PR #1276, opened 2016-12-20
Simplify audit log events

### LINKED ISSUE #1255: Modify event log format to be friendlier to log aggregators
Instead of stuffing additional fields into a `data` field, just create a flat map.

Also, encode complex values (e.g. `cog_env`) as JSON, instead of as maps.

christophermaier:
Removes the `data` map field from each event type. Now, all events are
simply flat maps, which should make ingesting them into aggregation
software (e.g. Logstash, Splunk) more straightforward.

Internally, we're just using maps instead of structs, though we still
maintain centralized control of how the maps are generated, so they
should be self-consistent.

Note that the order of the fields in the printed JSON in the log file
will not be deterministic (these are maps, not structs), so you'll need
to take that into account if you're rolling your own log analysis
tooling. Treat each line like a JSON map, though, and you'll be fine.

Fixes #1255

### DIFF
--- a/lib/cog/events/api_event.ex
+++ b/lib/cog/events/api_event.ex
@@ -1,11 +1,53 @@
 defmodule Cog.Events.ApiEvent do
   @moduledoc """
-  Provides functions for generating REST API request processing
-  events.
+  Encapsulates information about REST API request processing
+  events. Each event is a map; all events share a core set of fields,
+  while each event sub-type will have an additional set of fields
+  particular to that sub-type.
 
   The functions in this module generate API events from `Plug.Conn`
   instances, and depend on various metadata having been added to the
   `Conn` beforehand; see `Cog.Plug.Util` and `Cog.Plug.Event`
+
+  # Common Fields
+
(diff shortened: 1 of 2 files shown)


christophermaier:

* _What this task involves_: Filter the listing above for lines with the word "should", and copy each one you find.

* _Solution to the exercise_:
simply flat maps, which should make ingesting them into aggregation
should be self-consistent.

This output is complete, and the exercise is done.